Whether that deal holds up remains to be seen — Sound View residents have hired a lawyer and are mounting a well-funded legal challenge — and the actual text of the resolution (you did read the full text of the resolution, didn’t you?) gives the Board of Selectmen almost unlimited flexibility down the road “to determine the scope and particulars of the Project … reduce or modify the scope of the Project,” even to rejiggering funding obligations to “any combination” of either the Town or Sound View revenues.
That said, I’m guessing that the First Selectwoman has no intention of shifting the burden back onto the town.
I also remain unconvinced that collectively Sound View has much of a case. By my best reckoning, forcing neighborhoods like Sound View to shoulder the entire burden of a sewer project may not be nearly as ubiquitous as town officials would have you believe, but still the formula is hardly unprecedented. At least until the late 1990s, the most recent data we’ve been able to obtain, roughly a third of projects received some or all of their project dollars from the general fund.
We’ve yet to hear anyone suggest that Mystic users shoulder the entire two-million-dollar cost of hooking into Stonington Borough sewers, a proposal now in the planning stages with the Town of Stonington Water Pollution Control Authority (WPCA).
But it’s not all bad news for opponents in Sound View (and to be sure not everyone is opposed). On a case-by-case individual level — there are hundreds of potential appeals — it would appear that many property owners could make a fair case that the fees charged fail to meet the required threshold of a cost-benefit analysis. In each and every case, these appeals — by forcing the town to pay the difference — present a significant potential financial liability to the town.

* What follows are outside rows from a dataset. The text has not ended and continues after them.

PR #3898, opened 2024-10-04
Transform vceregen renewable generation profiles

### LINKED ISSUE #3874: Clean, transform, and sanity check the `vceregen` data
### Data Structure Description
Under our current system, this data will be published as a single Apache Parquet file (as with all our other hourly tables). Internally it would be partitioned by year or possibly [year, state] into a number of distinct row groups for more efficient querying.

**Primary Key / Index Columns:**
- Hourly UTC Timestamp
- 5-digit county FIPS ID (a string of digits, including leading zeros, for easy integration with geospatial & other data)
- 3 data columns, each containing floating point values between 0.0 & 1.0 (could be float16?)
   - Onshore Wind
   - Offshore Wind
   - Fixed-tilt Solar PV

**Possible additional columns:**
- 2-letter state abbreviation for ergonomic filtering & legibility (categorical string, e.g. “CA”)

Whether the end result gives way to greater parity on the back end that was unobtainable on the front end, we’ll just have to wait and see.
If this all sounds like a sticky wicket or a can of worms — how many residents are still wondering whether a more cautious approach could have avoided the cost of sewers altogether — you have to wonder what the town is thinking with its ideas for Halls Road, which appear in every case to require another sewer system to be installed.
This time before we get very far down that road, shouldn’t we clarify exactly how we’ll pay for that project? And wouldn’t it be wise to at least conduct an engineering and feasibility study of the sewer options?
If — very reasonably — we are reluctant to spend the money or make the funding commitments up-front for sewering Halls Road, aren’t we planning a mansion of sorts without even considering its foundation?